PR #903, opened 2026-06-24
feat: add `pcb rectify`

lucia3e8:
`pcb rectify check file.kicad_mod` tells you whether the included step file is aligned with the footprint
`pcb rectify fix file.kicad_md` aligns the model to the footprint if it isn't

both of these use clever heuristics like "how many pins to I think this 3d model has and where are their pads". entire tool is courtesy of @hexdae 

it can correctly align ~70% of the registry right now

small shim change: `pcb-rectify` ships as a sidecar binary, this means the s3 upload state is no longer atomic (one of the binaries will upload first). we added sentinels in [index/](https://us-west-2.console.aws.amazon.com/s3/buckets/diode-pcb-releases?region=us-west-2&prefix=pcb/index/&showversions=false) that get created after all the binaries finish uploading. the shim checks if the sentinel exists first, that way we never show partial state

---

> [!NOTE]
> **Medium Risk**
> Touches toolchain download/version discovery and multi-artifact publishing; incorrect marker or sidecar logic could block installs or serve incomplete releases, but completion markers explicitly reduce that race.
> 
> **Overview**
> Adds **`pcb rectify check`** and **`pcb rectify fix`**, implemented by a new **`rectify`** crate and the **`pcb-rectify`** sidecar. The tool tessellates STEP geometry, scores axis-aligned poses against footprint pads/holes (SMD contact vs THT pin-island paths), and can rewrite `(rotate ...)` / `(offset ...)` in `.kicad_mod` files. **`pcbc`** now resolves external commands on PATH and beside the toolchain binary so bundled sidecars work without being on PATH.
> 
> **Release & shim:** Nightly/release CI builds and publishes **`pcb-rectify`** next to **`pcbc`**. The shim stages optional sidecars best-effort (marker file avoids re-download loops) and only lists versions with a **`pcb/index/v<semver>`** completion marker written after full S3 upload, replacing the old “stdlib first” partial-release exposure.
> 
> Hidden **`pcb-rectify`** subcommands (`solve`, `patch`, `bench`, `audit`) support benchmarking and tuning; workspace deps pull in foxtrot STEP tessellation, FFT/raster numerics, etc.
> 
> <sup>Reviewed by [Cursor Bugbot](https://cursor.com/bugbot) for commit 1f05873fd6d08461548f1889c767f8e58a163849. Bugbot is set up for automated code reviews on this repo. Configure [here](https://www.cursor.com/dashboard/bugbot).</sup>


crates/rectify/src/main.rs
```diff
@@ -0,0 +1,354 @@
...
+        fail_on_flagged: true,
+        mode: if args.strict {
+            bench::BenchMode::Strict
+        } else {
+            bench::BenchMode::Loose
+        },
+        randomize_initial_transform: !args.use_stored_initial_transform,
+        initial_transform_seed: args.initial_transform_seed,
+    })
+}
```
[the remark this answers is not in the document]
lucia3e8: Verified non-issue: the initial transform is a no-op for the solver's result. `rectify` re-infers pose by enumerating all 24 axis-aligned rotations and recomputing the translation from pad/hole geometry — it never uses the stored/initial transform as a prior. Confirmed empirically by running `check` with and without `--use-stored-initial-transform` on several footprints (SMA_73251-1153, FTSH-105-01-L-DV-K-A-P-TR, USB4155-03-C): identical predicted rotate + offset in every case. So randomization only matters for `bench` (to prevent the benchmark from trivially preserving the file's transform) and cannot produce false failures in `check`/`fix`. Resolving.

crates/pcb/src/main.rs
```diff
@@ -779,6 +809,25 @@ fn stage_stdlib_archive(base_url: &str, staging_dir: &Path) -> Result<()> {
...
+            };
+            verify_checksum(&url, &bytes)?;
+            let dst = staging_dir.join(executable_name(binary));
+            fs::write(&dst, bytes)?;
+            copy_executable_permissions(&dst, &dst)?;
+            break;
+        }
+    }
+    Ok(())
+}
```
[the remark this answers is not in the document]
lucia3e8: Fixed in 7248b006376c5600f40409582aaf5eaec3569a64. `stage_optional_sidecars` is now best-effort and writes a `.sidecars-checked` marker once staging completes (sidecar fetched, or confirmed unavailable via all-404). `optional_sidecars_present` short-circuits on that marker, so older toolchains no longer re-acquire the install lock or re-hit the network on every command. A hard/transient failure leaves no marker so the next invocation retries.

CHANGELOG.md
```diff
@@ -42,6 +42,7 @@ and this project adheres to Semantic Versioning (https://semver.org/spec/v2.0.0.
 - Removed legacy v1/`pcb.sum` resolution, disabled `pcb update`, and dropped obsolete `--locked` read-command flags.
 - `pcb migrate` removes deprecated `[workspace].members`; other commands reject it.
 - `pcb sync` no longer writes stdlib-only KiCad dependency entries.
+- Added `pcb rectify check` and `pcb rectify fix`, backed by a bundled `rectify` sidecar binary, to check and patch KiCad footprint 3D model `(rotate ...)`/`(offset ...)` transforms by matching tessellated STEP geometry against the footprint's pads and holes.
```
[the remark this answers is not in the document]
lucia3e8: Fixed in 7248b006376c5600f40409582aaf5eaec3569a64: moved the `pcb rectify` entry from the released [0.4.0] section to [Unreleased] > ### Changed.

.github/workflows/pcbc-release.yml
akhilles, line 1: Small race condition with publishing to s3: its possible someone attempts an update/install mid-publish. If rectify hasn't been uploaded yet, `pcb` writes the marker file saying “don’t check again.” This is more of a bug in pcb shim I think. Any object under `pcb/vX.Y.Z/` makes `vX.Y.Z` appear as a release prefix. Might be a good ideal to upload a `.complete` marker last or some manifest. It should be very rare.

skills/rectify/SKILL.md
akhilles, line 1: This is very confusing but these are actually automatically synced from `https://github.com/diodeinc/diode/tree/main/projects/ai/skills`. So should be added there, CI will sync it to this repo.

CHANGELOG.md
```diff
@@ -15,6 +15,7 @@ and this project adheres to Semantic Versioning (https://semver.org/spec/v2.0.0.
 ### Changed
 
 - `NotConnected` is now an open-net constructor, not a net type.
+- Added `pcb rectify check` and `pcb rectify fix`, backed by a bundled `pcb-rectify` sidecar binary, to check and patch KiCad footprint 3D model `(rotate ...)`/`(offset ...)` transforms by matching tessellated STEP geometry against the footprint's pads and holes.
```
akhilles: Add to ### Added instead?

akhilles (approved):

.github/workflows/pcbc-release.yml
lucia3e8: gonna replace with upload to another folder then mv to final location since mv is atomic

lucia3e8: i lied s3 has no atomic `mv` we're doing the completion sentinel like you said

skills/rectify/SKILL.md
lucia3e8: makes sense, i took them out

────────────────────────────────────────

**TASK GOAL**. Take the entries above and transcribe them exactly.

**REPLY TO THE EXERCISE**.
PR #903, opened 2026-06-24
feat: add `pcb rectify`

lucia3e8:
`pcb rectify check file.kicad_mod` tells you whether the included step file is aligned with the footprint
`pcb rectify fix file.kicad_md` aligns the model to the footprint if it isn't

both of these use clever heuristics like "how many pins to I think this 3d model has and where are their pads". entire tool is courtesy of @hexdae 

it can correctly align ~70% of the registry right now

small shim change: `pcb-rectify` ships as a sidecar binary, this means the s3 upload state is no longer atomic (one of the binaries will upload first). we added sentinels in [index/](https://us-west-2.console.aws.amazon.com/s3/buckets/diode-pcb-releases?region=us-west-2&prefix=pcb/index/&showversions=false) that get created after all the binaries finish uploading. the shim checks if the sentinel exists first, that way we never show partial state

---

> [!NOTE]
> **Medium Risk**
> Touches toolchain download/version discovery and multi-artifact publishing; incorrect marker or sidecar logic could block installs or serve incomplete releases, but completion markers explicitly reduce that race.
> 
> **Overview**
> Adds **`pcb rectify check`** and **`pcb rectify fix`**, implemented by a new **`rectify`** crate and the **`pcb-rectify`** sidecar. The tool tessellates STEP geometry, scores axis-aligned poses against footprint pads/holes (SMD contact vs THT pin-island paths), and can rewrite `(rotate ...)` / `(offset ...)` in `.kicad_mod` files. **`pcbc`** now resolves external commands on PATH and beside the toolchain binary so bundled sidecars work without being on PATH.
> 
> **Release & shim:** Nightly/release CI builds and publishes **`pcb-rectify`** next to **`pcbc`**. The shim stages optional sidecars best-effort (marker file avoids re-download loops) and only lists versions with a **`pcb/index/v<semver>`** completion marker written after full S3 upload, replacing the old “stdlib first” partial-release exposure.
> 
> Hidden **`pcb-rectify`** subcommands (`solve`, `patch`, `bench`, `audit`) support benchmarking and tuning; workspace deps pull in foxtrot STEP tessellation, FFT/raster numerics, etc.
> 
> <sup>Reviewed by [Cursor Bugbot](https://cursor.com/bugbot) for commit 1f05873fd6d08461548f1889c767f8e58a163849. Bugbot is set up for automated code reviews on this repo. Configure [here](https://www.cursor.com/dashboard/bugbot).</sup>


crates/rectify/src/main.rs
```diff
@@ -0,0 +1,354 @@
...
+        fail_on_flagged: true,
+        mode: if args.strict {
+            bench::BenchMode::Strict
+        } else {
+            bench::BenchMode::Loose
+        },
+        randomize_initial_transform: !args.use_stored_initial_transform,
+        initial_transform_seed: args.initial_transform_seed,
+    })
+}
```
[the remark this answers is not in the document]
lucia3e8: Verified non-issue: the initial transform is a no-op for the solver's result. `rectify` re-infers pose by enumerating all 24 axis-aligned rotations and recomputing the translation from pad/hole geometry — it never uses the stored/initial transform as a prior. Confirmed empirically by running `check` with and without `--use-stored-initial-transform` on several footprints (SMA_73251-1153, FTSH-105-01-L-DV-K-A-P-TR, USB4155-03-C): identical predicted rotate + offset in every case. So randomization only matters for `bench` (to prevent the benchmark from trivially preserving the file's transform) and cannot produce false failures in `check`/`fix`. Resolving.

crates/pcb/src/main.rs
```diff
@@ -779,6 +809,25 @@ fn stage_stdlib_archive(base_url: &str, staging_dir: &Path) -> Result<()> {
...
+            };
+            verify_checksum(&url, &bytes)?;
+            let dst = staging_dir.join(executable_name(binary));
+            fs::write(&dst, bytes)?;
+            copy_executable_permissions(&dst, &dst)?;
+            break;
+        }
+    }
+    Ok(())
+}
```
[the remark this answers is not in the document]
lucia3e8: Fixed in 7248b006376c5600f40409582aaf5eaec3569a64. `stage_optional_sidecars` is now best-effort and writes a `.sidecars-checked` marker once staging completes (sidecar fetched, or confirmed unavailable via all-404). `optional_sidecars_present` short-circuits on that marker, so older toolchains no longer re-acquire the install lock or re-hit the network on every command. A hard/transient failure leaves no marker so the next invocation retries.

CHANGELOG.md
```diff
@@ -42,6 +42,7 @@ and this project adheres to Semantic Versioning (https://semver.org/spec/v2.0.0.
 - Removed legacy v1/`pcb.sum` resolution, disabled `pcb update`, and dropped obsolete `--locked` read-command flags.
 - `pcb migrate` removes deprecated `[workspace].members`; other commands reject it.
 - `pcb sync` no longer writes stdlib-only KiCad dependency entries.
+- Added `pcb rectify check` and `pcb rectify fix`, backed by a bundled `rectify` sidecar binary, to check and patch KiCad footprint 3D model `(rotate ...)`/`(offset ...)` transforms by matching tessellated STEP geometry against the footprint's pads and holes.
```
[the remark this answers is not in the document]
lucia3e8: Fixed in 7248b006376c5600f40409582aaf5eaec3569a64: moved the `pcb rectify` entry from the released [0.4.0] section to [Unreleased] > ### Changed.

.github/workflows/pcbc-release.yml
akhilles, line 1: Small race condition with publishing to s3: its possible someone attempts an update/install mid-publish. If rectify hasn't been uploaded yet, `pcb` writes the marker file saying “don’t check again.” This is more of a bug in pcb shim I think. Any object under `pcb/vX.Y.Z/` makes `vX.Y.Z` appear as a release prefix. Might be a good ideal to upload a `.complete` marker last or some manifest. It should be very rare.

skills/rectify/SKILL.md
akhilles, line 1: This is very confusing but these are actually automatically synced from `https://github.com/diodeinc/diode/tree/main/projects/ai/skills`. So should be added there, CI will sync it to this repo.

CHANGELOG.md
```diff
@@ -15,6 +15,7 @@ and this project adheres to Semantic Versioning (https://semver.org/spec/v2.0.0.
 ### Changed
 
 - `NotConnected` is now an open-net constructor, not a net type.
+- Added `pcb rectify check` and `pcb rectify fix`, backed by a bundled `pcb-rectify` sidecar binary, to check and patch KiCad footprint 3D model `(rotate ...)`/`(offset ...)` transforms by matching tessellated STEP geometry against the footprint's pads and holes.
```
akhilles: Add to ### Added instead?

akhilles (approved):

.github/workflows/pcbc-release.yml
lucia3e8: gonna replace with upload to another folder then mv to final location since mv is atomic

lucia3e8: i lied s3 has no atomic `mv` we're doing the completion sentinel like you said

skills/rectify/SKILL.md
lucia3e8: makes sense, i took them out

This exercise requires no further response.